AVAILABLE DATA »
PR #1571, opened 2023-01-24
[fixed] Seed placement using requirements

### LINKED ISSUE #1514: Can't place seed as builder, if have no enough resources

Gingerbeard5773:
## Status

- **READY**

## Description

Closes #1533 and resolves #1514.

An alternative method.
## Steps to Test or Reproduce

1) Go on localhost or dedicated server.
2) Build blobs until you see "missing requirements".
3) Grab a seed out of your inventory.
4) Attempt to place the seed. Without the applied fix, it will be not be possible.

Credit given to Hobey

### DIFF
--- a/Entities/Common/Building/BlobPlacement.as
+++ b/Entities/Common/Building/BlobPlacement.as
@@ -295,7 +295,7 @@ void onTick(CBlob@ this)
 
 	u8 blockIndex = this.get_u8("buildblob");
 	BuildBlock @block = getBlockByIndex(this, blockIndex);
-	if (block !is null) {
+	if (block !is null && block.name == carryBlob.getName()) {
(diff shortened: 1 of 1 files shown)


AsuMagic (approved):
Tested on net with high latency, doesn't seem to cause issues with block selection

WHAT IS REQUIRED »
The whole of the data is to be copied out word for word.

RESPONSE AREA »
PR #1571, opened 2023-01-24
[fixed] Seed placement using requirements

### LINKED ISSUE #1514: Can't place seed as builder, if have no enough resources

Gingerbeard5773:
## Status

- **READY**

## Description

Closes #1533 and resolves #1514.

An alternative method.
## Steps to Test or Reproduce

1) Go on localhost or dedicated server.
2) Build blobs until you see "missing requirements".
3) Grab a seed out of your inventory.
4) Attempt to place the seed. Without the applied fix, it will be not be possible.

Credit given to Hobey

### DIFF
--- a/Entities/Common/Building/BlobPlacement.as
+++ b/Entities/Common/Building/BlobPlacement.as
@@ -295,7 +295,7 @@ void onTick(CBlob@ this)
 
 	u8 blockIndex = this.get_u8("buildblob");
 	BuildBlock @block = getBlockByIndex(this, blockIndex);
-	if (block !is null) {
+	if (block !is null && block.name == carryBlob.getName()) {
(diff shortened: 1 of 1 files shown)


AsuMagic (approved):
Tested on net with high latency, doesn't seem to cause issues with block selection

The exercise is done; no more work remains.